Now, send streaming data to Kinesis and read this data in Databricks
- Using Kinesis Data Streams in your AWS console create data streams, one for each data table. Navigate to the Kinesis console, and select the Data Streams section. Choose the Create stream button
- Configure API with Kinesis proxy integration Create an IAM role in the IAM console that assumes the AmazonKinesisFullAccessRole policy. Configure your previously created REST API to allow it to invoke Kinesis actions. Your API should be able to invoke the following actions: List streams in Kinesis Create, describe and delete streams in Kinesis Add records to streams in Kinesis
- Send Data to the kinesis Streams Create a new script, <user_posting_emulation_streaming.py>, that builds upon the initial <user_posting_emulation.py>. Send requests to the API from this script which will add one record at a time to the stream.
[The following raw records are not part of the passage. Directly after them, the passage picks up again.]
PR #231, opened 2025-08-04
feat(consensus): Add consensus check for block sequencing

frisitano:
# Overview
This PR introduces a `should_sequence_block` on the `Consensus` trait such that the manager can asses if the sequencer is authorized to sign a new block for a specific slot.

### DIFF
--- a/crates/node/src/args.rs
+++ b/crates/node/src/args.rs
@@ -137,6 +137,10 @@ impl ScrollRollupNodeConfig {
         RollupManagerHandle,
         Option<Sender<Arc<L1Notification>>>,
     )> {
+        tracing::info!(target: "rollup_node::args",
+            "Building rollup node with config:\n{:#?}",
+            self
+        );
         // Instantiate the network manager
         let scroll_network_manager = ScrollNetworkManager::from_parts(network.clone(), events);
 
@@ -223,24 +227,16 @@ impl ScrollRollupNodeConfig {
         );
 
         // Create the consensus.
-        let consensus: Box<dyn Consensus> = match self.consensus_args.algorithm {
-            ConsensusAlgorithm::Noop => Box::new(NoopConsensus::default()),
-            ConsensusAlgorithm::SystemContract => {
-                let authorized_signer = if let Some(address) = self.consensus_args.authorized_signer
-                {
-                    address
-                } else if let Some(provider) = l1_provider.as_ref() {
-                    provider
-                        .authorized_signer(node_config.address_book.system_contract_address)
-                        .await?
-                } else {
-                    return Err(eyre::eyre!(
-                        "System contract consensus requires either an authorized signer or a L1 provider URL"
-                    ));
-                };
-                Box::new(SystemContractConsensus::new(authorized_signer))
-            }
+        let authorized_signer = if let Some(provider) = l1_provider.as_ref() {
+            Some(
+                provider
+                    .authorized_signer(node_config.address_book.system_contract_address)
+                    .await?,
+            )
+        } else {
+            None
         };
+        let consensus = self.consensus_args.consensus(authorized_signer)?;
 
         let (l1_notification_tx, l1_notification_rx): (Option<Sender<Arc<L1Notification>>>, _) =
             if let Some(provider) = l1_provider.filter(|_| !self.test) {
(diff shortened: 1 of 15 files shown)


colinlyguo (approved):
LGTM. After this PR, is an L1 node (with system contract slot correctly initialized) needed for local running?

crates/node/src/args.rs
```diff
@@ -297,6 +328,45 @@ pub struct DatabaseArgs {
...
+    #[arg(
+        long = "consensus.algorithm",
+        value_name = "CONSENSUS_ALGORITHM",
+        default_value = "system-contract"
+    )]
+    pub algorithm: ConsensusAlgorithm,
+
+    /// The optional authorized signer for system contract consensus.
+    #[arg(long = "consensus.authorized-signer", value_name = "ADDRESS")]
+    pub authorized_signer: Option<Address>,
```
colinlyguo, line 344: Would it be purer to only fetch `authorized_signer` based on the system contract's slot? But let me ask the rationale of adding this config first.

frisitano:
> LGTM. After this PR, is an L1 node (with system contract slot correctly initialized) needed for local running?

Not needed, you just have to be specific about how you configure the node. There are 2 ways you can configure the nodes such that L1 provider isn't needed:
1) Set the consensus algorithm to be `noop` (`--consensus.algorithm=noop`)
2) Set the consensus algorithm to be `system-contract` (this is default so no cli arguments requied) and then also set the authorized signer address `--consensus.authorized-signer=ADDRESS`)

tests/launch_rollup_node_follower.bash
```diff
@@ -9,4 +9,5 @@ exec rollup-node node --chain dev --datadir=/l2reth --metrics=0.0.0.0:6060 --net
   --txpool.pending-max-count=1000 \
   --builder.gaslimit=20000000 \
   --rpc.max-connections=5000 \
-  --trusted-peers enode://3983278a7cab48862d9ab3187278edf376a0736a7deb55472a5650592f6922ce626a1ea7d74b77b9a679694b343f5e93ea97d5d60a9db4e4b51bb0c23a36d01b@rollup-node-sequencer:30303
+  --trusted-peers enode://3983278a7cab48862d9ab3187278edf376a0736a7deb55472a5650592f6922ce626a1ea7d74b77b9a679694b343f5e93ea97d5d60a9db4e4b51bb0c23a36d01b@rollup-node-sequencer:30303 \
+  --consensus.algorithm=noop
```
frisitano, line 13: @colinlyguo I am setting the consensus algorithm to `noop` for this PR which is the same behaviour as we previously had from use of the `--test` flag. However, I think it would be good to migrate to `system-contract` consensus once we have anvil introduced from your opeb PR.

crates/node/src/args.rs
frisitano: This is primarily for testing purposes, such that we can run unit tests without an L1 provider. I agree with the general sentiment. How about we put this behind a `test-utils` feature flag?

crates/node/src/args.rs
```diff
@@ -202,13 +223,23 @@ impl ScrollRollupNodeConfig {
...
+                    provider
+                        .authorized_signer(node_config.address_book.system_contract_address)
+                        .await?
+                } else {
+                    return Err(eyre::eyre!(
+                        "System contract consensus requires either an authorized signer or a L1 provider URL"
+                    ));
+                };
+                Box::new(SystemContractConsensus::new(authorized_signer))
+            }
```
greged93, line 242: just an idea but should we maybe implement `fn consensus(&self)` on `ConsensusArgs`? Might be a nice way to encapsulate logic.

crates/node/src/args.rs
```diff
@@ -45,6 +45,9 @@ pub struct ScrollRollupNodeConfig {
     /// Whether the rollup node should be run in test mode.
```
greged93, line 45: should we maybe add a display of the current config used at start up? similar to how we log forks and config in Reth.

greged93 (dismissed):
two nits but feel free to merge

crates/node/src/args.rs
frisitano: I tried to do this but it turned out to introduce too much complexity. I think we should leave it as is for now and then we can refactor in the future.

crates/node/src/args.rs
frisitano: added https://github.com/scroll-tech/rollup-node/pull/231/commits/fbc8e41bf33b0db18ded614b22a2b98b022153bb

crates/node/src/args.rs
frisitano: added https://github.com/scroll-tech/rollup-node/pull/231/commits/fbc8e41bf33b0db18ded614b22a2b98b022153bb

greged93 (approved):
lgtm!

crates/node/src/args.rs
colinlyguo: Makes sense.

PR #241, opened 2025-08-07
feat: verify L1 message index

### LINKED ISSUE #236: [Indexer] Verify L1 message index
Verify that we skip L1 messages with an index that has already been indexed. In the current implementation of `DatabaseOperations::insert_l1_message(...)`, we update the L1 message on conflict. 

This should be reconsidered and we should not store L1 messages with an index that as already been seen.

varun-doshi:
Fixes #236 

Now `insert_l1_message` will not update column values on receiving l1_message with and index which is already present in the DB i.e on conflict.

Test added `test_database_duplicate_l1_index` which confirms the updated logic (this test would have failed previously)

### DIFF
--- a/crates/database/db/src/operations.rs
+++ b/crates/database/db/src/operations.rs
@@ -179,7 +179,7 @@ pub trait DatabaseOperations: DatabaseConnectionProvider {
             .exec(self.get_connection())
             .await;
 
-        if let Err(DbErr::RecordNotInserted) = result {
+        if matches!(result, Err(DbErr::RecordNotInserted)) {
             tracing::error!(target: "scroll::db", queue_index = l1_index, "L1 message already exists");
             Ok(())
         } else {


crates/database/db/src/operations.rs
```diff
@@ -170,25 +170,23 @@ pub trait DatabaseOperations: DatabaseConnectionProvider {
...
+                    .do_nothing_on([models::l1_message::Column::QueueIndex])
                     .to_owned(),
             )
             .exec(self.get_connection())
-            .await?;
+            .await;
+
+        if let Err(err) = result {
+            tracing::info!("L1 message with queue_index {} already exists: {}", l1_index, err);
+        }
```
greged93, line 188: I'm guessing you aren't propagating the error here because you were getting a `DbErr::RecordNotInserted`? 
I don't think we should catch all errors, probably better to specifically catch the error you get if you try to insert and the record is already present, in other cases you should propagate the error.

greged93 (commented):
thanks a lot for the PR! just a comment on the error catching, otherwise looks good!

crates/database/db/src/operations.rs
varun-doshi: Ahh yes, makes sense

crates/database/db/src/operations.rs
```diff
@@ -170,25 +170,32 @@ pub trait DatabaseOperations: DatabaseConnectionProvider {
...
-                        models::l1_message::Column::L1BlockNumber,
-                        models::l1_message::Column::GasLimit,
-                        models::l1_message::Column::To,
-                        models::l1_message::Column::Value,
-                        models::l1_message::Column::Sender,
-                        models::l1_message::Column::Input,
-                    ])
+                    .do_nothing_on([models::l1_message::Column::QueueIndex])
                     .to_owned(),
             )
```
greged93, line 182: I think we can replace this by `on_conflict_do_nothing`, which will set a do nothing for all primary keys of the model. For the l1 message table, that is queue index.

crates/database/db/src/operations.rs
```diff
@@ -170,25 +170,32 @@ pub trait DatabaseOperations: DatabaseConnectionProvider {
...
+                DbErr::RecordNotInserted => {
+                    tracing::info!(
+                        "L1 message with queue_index {} already exists: {}",
+                        l1_index,
+                        err
+                    );
+                }
+                _ => return Err(err.into()),
+            }
+        }
```
greged93, line 197:
```suggestion
if let Err(DbErr::RecordNotInserted) = res {
    tracing::error!(target: "scroll::db", queue_index = l1_index, "L1 message already exists");
    Ok(())
} else {
    Ok(res.map(|_| ())?)
}
```

greged93 (commented):
lasts fix then we merge

PR #12594, opened 2025-09-18
fix: improve test for escaping, flacky

BrocksiNet:
### 1. Why is this change necessary?
It sometimes fails and feels flaky, so I hope I improved the test 🃏 

### 2. What does this change do, exactly?
Create a category and test this category instead of the homepage.

### 3. Describe each step to reproduce the issue or behaviour.
https://github.com/shopware/shopware/actions/runs/17831863732/job/50698767908?pr=12582

### 4. Please link to the relevant issues (if any).
Output content looks like this:
`window.activeRouteParameters = '\u007B\u0022_httpCache\u0022\u003Atrue,\u0022navigationId\u0022\u003A\u002201995d4df04f71a99f0119eae14f9f1b\u0022\u007D';`

### 5. Checklist

- [ ] I have written tests and verified that they fail without my change
- [ ] I have created a [changelog file](https://github.com/shopware/shopware/blob/trunk/adr/2020-08-03-implement-new-changelog.md) with all necessary information about my changes
- [ ] I have written or adjusted the documentation according to my changes
- [ ] This change has comments for package types, values, functions, and non-obvious lines of code
- [ ] I have read the contribution requirements and fulfilled them

PR #13156, opened 2025-10-23
fix: ensure valid JSON for active route parameters in storefront layout

BrocksiNet:

The `StorefrontControllerTest::testActiveRouteParamsAreProperlyEscaped` test was flaky - it would sometimes pass and sometimes fail, making the CI/CD pipeline unreliable. The root cause was that during redirects, the `_route_params` could be `null`, causing the template to render `window.activeRouteParameters = 'null'` instead of valid JSON.

**Before:**
```twig
window.activeRouteParameters = '{{ app.request.attributes.get('_route_params')|json_encode|escape('js') }}';
```

**After:**
```twig
window.activeRouteParameters = '{{ (app.request.attributes.get('_route_params') ?? {})|json_encode|escape('js') }}';
```

The change adds a null coalescing operator (`?? {}`) to ensure that when `_route_params` is `null`, it defaults to an empty object `{}`. This guarantees that `activeRouteParameters` always contains valid JSON instead of `'null'`.

**Why this approach is better than alternatives:**

- **Fix in test**: Complex to implement properly, doesn't fix the real-world scenario, test framework limitations
- **Test retries**: Doesn't fix the root cause, masks the real issue, slower execution
- **Template fix**: Fixes root cause, defensive programming, simple one-line change, no breaking changes

1. Run `StorefrontControllerTest::testActiveRouteParamsAreProperlyEscaped` multiple times
2. Test sometimes fails with assertion: `static::assertStringNotContainsString('window.activeRouteParameters = \'null\'', $content)`
3. The flakiness occurs because during redirects, `_route_params` can be `null`
4. Template renders `'null'` instead of valid JSON, causing test failure

- relates #12594

### 5. Checklist

- [x] I have created a changelog file with all necessary information about my changes

### DIFF
--- a/changelog/_unreleased/2025-01-31-fix-flaky-storefront-test-active-route-parameters.md
+++ b/changelog/_unreleased/2025-01-31-fix-flaky-storefront-test-active-route-parameters.md
@@ -1,0 +1,8 @@
+---
+title: Fix flaky storefront test for active route parameters
+author: Björn Meyer
+author_email: b.meyer@shopware.com
+author_github: @BrocksiNet
+---
+# Storefront
+* Changed `activeRouteParameters` JavaScript variable in `src/Storefront/Resources/views/storefront/layout/meta.html.twig` to always contain valid JSON instead of `null` when route parameters are missing during redirects, fixing flaky test `StorefrontControllerTest::testActiveRouteParamsAreProperlyEscaped`.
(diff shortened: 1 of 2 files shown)


keulinho (approved):

mitelg (approved):
Shouldn't we search for the root cause, why the parameters are lost during redirects or forwards?

BrocksiNet:
> Shouldn't we search for the root cause, why the parameters are lost during redirects or forwards?

Yes, but currently in the local setup, it was never failing for me 😞 
Anyway, the change guarantee is always a valid JSON. So it is worth merging it.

- Read the data from kinesis streams in databricks Create a new notebook that read-in the data in databricks. You will need your access key and secret key here.
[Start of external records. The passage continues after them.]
PR #13158, opened 2025-10-23
fix: respect errorRoute parameter in captcha failure handler

### LINKED ISSUE #12859: Captcha error ignores errorRoute

BrocksiNet:

The captcha validation error handling in `ErrorController::onCaptchaFailure` was ignoring the `errorRoute` parameter, causing users to always be redirected to the current route (typically `account/register`) even when attempting guest checkout. This resulted in guest checkout users losing their checkout context and being redirected to the wrong page when captcha validation failed.

- Updates `ErrorController::onCaptchaFailure` to respect the `errorRoute` parameter when forwarding after captcha validation failure
- Instead of always using the current route, the controller now forwards to the route specified in the `errorRoute` parameter
- Adds unit test coverage in `ErrorControllerTest` to verify the `errorRoute` parameter is properly handled during captcha failures
- Preserves existing behavior when no `errorRoute` parameter is provided (defaults to current route)

1. Navigate to guest checkout (`/checkout/register`) 
2. Fill out the guest checkout form
3. Fail the captcha validation (e.g., by not completing it or entering incorrect data)
4. Observe that user is redirected to `/account/register` instead of staying on `/checkout/register`
5. Checkout context and form data preferences are lost

After the fix:
1. Follow steps 1-3 above
2. User is now correctly redirected back to `/checkout/register`
3. Checkout context and preferences are preserved

- closes #12859

### 5. Checklist

### DIFF
--- a/src/Storefront/Controller/ErrorController.php
+++ b/src/Storefront/Controller/ErrorController.php
@@ -89,7 +89,10 @@ class ErrorController extends StorefrontController
     ): Response {
         $formViolations = new ConstraintViolationException($violations, []);
         if (!$request->isXmlHttpRequest()) {
-            return $this->forwardToRoute($request->get('_route'), ['formViolations' => $formViolations]);
+            $route = (string) ($request->request->get('errorRoute')
+                ?? $request->get('_route', 'frontend.home.page'));
+
+            return $this->forwardToRoute($route, ['formViolations' => $formViolations]);
         }
 
         $response = [];
--- a/src/Storefront/Controller/ErrorController.php
+++ b/src/Storefront/Controller/ErrorController.php
@@ -89,8 +89,8 @@ class ErrorController extends StorefrontController
     ): Response {
         $formViolations = new ConstraintViolationException($violations, []);
         if (!$request->isXmlHttpRequest()) {
-            $errorRoute = $request->request->get('errorRoute');
-            $route = !empty($errorRoute) ? (string) $errorRoute : (string) $request->get('_route', 'frontend.home.page');
+            $errorRoute = (string) $request->request->get('errorRoute');
+            $route = $errorRoute !== '' ? $errorRoute : (($fallback = (string) $request->get('_route')) !== '' ? $fallback : 'frontend.home.page');
 
             return $this->forwardToRoute($route, ['formViolations' => $formViolations]);
         }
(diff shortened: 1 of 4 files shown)


tests/unit/Storefront/Controller/ErrorControllerTest.php
```diff
@@ -0,0 +1,196 @@
...
+        );
+        $violations = new ConstraintViolationList([$violation]);
+
+        $request = new Request();
+        $request->request->set('errorRoute', '');
+        $request->attributes->set('_route', 'frontend.account.login.page');
+
+        $this->controller->onCaptchaFailure($violations, $request);
+
+        // Empty string is cast to string and used as-is
```
mitelg: is that intended behaviour? :thinking:

mitelg (changes requested):

tests/unit/Storefront/Controller/ErrorControllerTest.php
BrocksiNet: I was also wondering. So now the empty string is handled like in other controllers.

src/Storefront/Controller/ErrorController.php
```diff
@@ -89,7 +89,10 @@ public function onCaptchaFailure(
     ): Response {
         $formViolations = new ConstraintViolationException($violations, []);
         if (!$request->isXmlHttpRequest()) {
-            return $this->forwardToRoute($request->get('_route'), ['formViolations' => $formViolations]);
+            $errorRoute = $request->request->get('errorRoute');
+            $route = !empty($errorRoute) ? (string) $errorRoute : (string) $request->get('_route', 'frontend.home.page');
```
mitelg: why using empty? now my route name `0` is not working anymore :cry: 

just cast it to string and check for `!== ''` :slightly_smiling_face:

mitelg: also consider that `_route` can also contain an empty string

mitelg (approved):

keulinho (approved):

- Transform and clean the data as appropriate.
- Write the streaming data to delta tables. That's it.
-
Setup AWS Environment: Follow the steps in the Setting Up Environment section to configure your AWS account, EC2 instances, and Kafka setup.
-
Run the Data Pipeline:
- Ensure that your Kafka broker and ZooKeeper service are running.
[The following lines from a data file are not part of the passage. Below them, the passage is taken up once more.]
PR #12378, opened 2025-09-08
feat: Disable configured extensions in the staging mode

aragon999:
### 1. Why is this change necessary?
The staging mode is quite useful, however there are sometimes plugins, which you do not want to have active in staging (for example some newsletter plugins). So I added a feature to disable plugins when activating the staging mode.

### 2. What does this change do, exactly?
Add a feature to disable plugins when enabling staging mode.

### 3. Describe each step to reproduce the issue or behaviour.
\-

### 4. Please link to the relevant issues (if any).
\-

### 5. Checklist

- [x] I have written tests and verified that they fail without my change
- [x] I have created a [changelog file](https://github.com/shopware/shopware/blob/trunk/adr/2020-08-03-implement-new-changelog.md) with all necessary information about my changes
- [ ] I have written or adjusted the documentation according to my changes
- [ ] This change has comments for package types, values, functions, and non-obvious lines of code
- [x] I have read the contribution requirements and fulfilled them

PR #13161, opened 2025-10-23
fix: Use the `ComposerPluginLoader` when enabled in the `bin/{console/shopware}` command

aragon999:
While working on https://github.com/shopware/shopware/pull/12378 I noticed that the `bin/shopware` command does not respect the environment variable `COMPOSER_PLUGIN_LOADER`, as the `index.php` file does: https://github.com/shopware/shopware/blob/bc636cedaf2e72e066baabfdc65d3a665902e715/public/index.php#L55-L57

Change the PHP script to respect this environment setting.

This also needs to be adjusted in the https://github.com/shopware/recipes repository, which I can do after this change has been merged.

Use `COMPOSER_PLUGIN_LOADER=1 php bin/console ...`

\-

### 5. Checklist

### DIFF
--- a/bin/shopware
+++ b/bin/shopware
@@ -1,7 +1,9 @@
 #!/usr/bin/env php
 <?php
 
+use Shopware\Core\DevOps\Environment\EnvironmentHelper;
 use Shopware\Core\Framework\Adapter\Kernel\KernelFactory;
+use Shopware\Core\Framework\Plugin\KernelPluginLoader\ComposerPluginLoader;
 use Shopware\Core\Framework\Plugin\KernelPluginLoader\DbalKernelPluginLoader;
 use Shopware\Core\Framework\Plugin\KernelPluginLoader\StaticKernelPluginLoader;
 use Shopware\Core\Kernel;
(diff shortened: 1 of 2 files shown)


aragon999:
While adding the documentation of the environment variable (https://github.com/shopware/docs/pull/1980) I was thinking, that if on the CLI the `ComposerPluginLoader` is active, there might be a problem, when installing new extensions :thinking:

bin/shopware
```diff
@@ -39,15 +41,19 @@ return static function (array &$context) {
         $context['INSTALL'] = true;
     }
 
-    if (trim($context['DATABASE_URL'] ?? '') !== '' && !isset($context['INSTALL'])) {
-        $pluginLoader = new DbalKernelPluginLoader($classLoader, null, Kernel::getConnection());
+    if (!isset($context['INSTALL'])) {
+        if (EnvironmentHelper::getVariable('COMPOSER_PLUGIN_LOADER', false)) {
```
mitelg: shouldn't the variable also be available in the context? :thinking:

mitelg:
@aragon999 what problems could that be? :thinking: I guess, if you provide this env variable, you know what you are doing?

aragon999:
> @aragon999 what problems could that be? 🤔 I guess, if you provide this env variable, you know what you are doing?

I was thinking about the install command of the plugins, however the `plugin:*` commands do not consider the plugin loaders but directly read from the database: https://github.com/shopware/shopware/blob/trunk/src/Core/Framework/Plugin/Command/Lifecycle/AbstractPluginLifecycleCommand.php#L140-L212

So it should be fine. My thoughts were that you could not execute the plugin install/activate lifecycle methods.

bin/shopware
aragon999: Yes that is correct :-)

mitelg (approved):

nfortier-shopware (approved):

keulinho (approved):

mitelg:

- Start the REST API to send data to Kafka. Use the provided Python script to post data to the API.
- Check your S3 bucket to ensure data is being saved correctly.
-
Process Data with Databricks:
- Mount your S3 bucket in Databricks.
- Load the data from S3 into Databricks Delta tables.
- Clean and process the data using PySpark or Spark SQL.
-
Schedule Batch Processing with MWAA:
- Set up MWAA and create a DAG for Databricks workflows.
- Use the MWAA environment to monitor and manage your data pipeline.
-
Stream Data with Kinesis:
- Set up Kinesis Data Streams and integrate with your API.
- Send streaming data to Kinesis and read the data in Databricks for real-time processing.
# Connect to your EC2 instance
ssh -i your-key-pair.pem ec2-user@your-ec2-instance-public-dns
# Start ZooKeeper
cd kafka_2.12-2.8.0
bin/zookeeper-server-start.sh config/zookeeper.properties
# Start Kafka broker
bin/kafka-server-start.sh config/server.properties
# Run the API
python your_api_script.py
# Post data to the API (from another terminal or script)
python post_data_to_api.py
Pinterest-Data-Pipeline/
├── api/
│ ├── __init__.py
│ ├── api.py
│ ├── requirements.txt
│ └── Dockerfile
├── connectors/
│ └── kafka-connect-s3/
│ └── confluentinc-kafka-connect-s3-10.0.3.zip
├── dags/
│ ├── __init__.py
│ ├── databricks_dag.py
│ └── requirements.txt
├── scripts/
│ ├── fetch_data_from_db.py
│ ├── post_data_to_api.py
│ └── user_posting_emulation_streaming.py
├── notebooks/
│ ├── data_processing_notebook.ipynb
│ └── streaming_data_processing_notebook.ipynb
├── resources/
│ └── CloudPinterestDataPipeline.png
├── .gitignore
├── README.md
└── LICENSE
This project is licensed under the MIT License. See the LICENSE file for more information.
Feel free to contribute to this project or raise issues if you encounter any problems. Happy coding!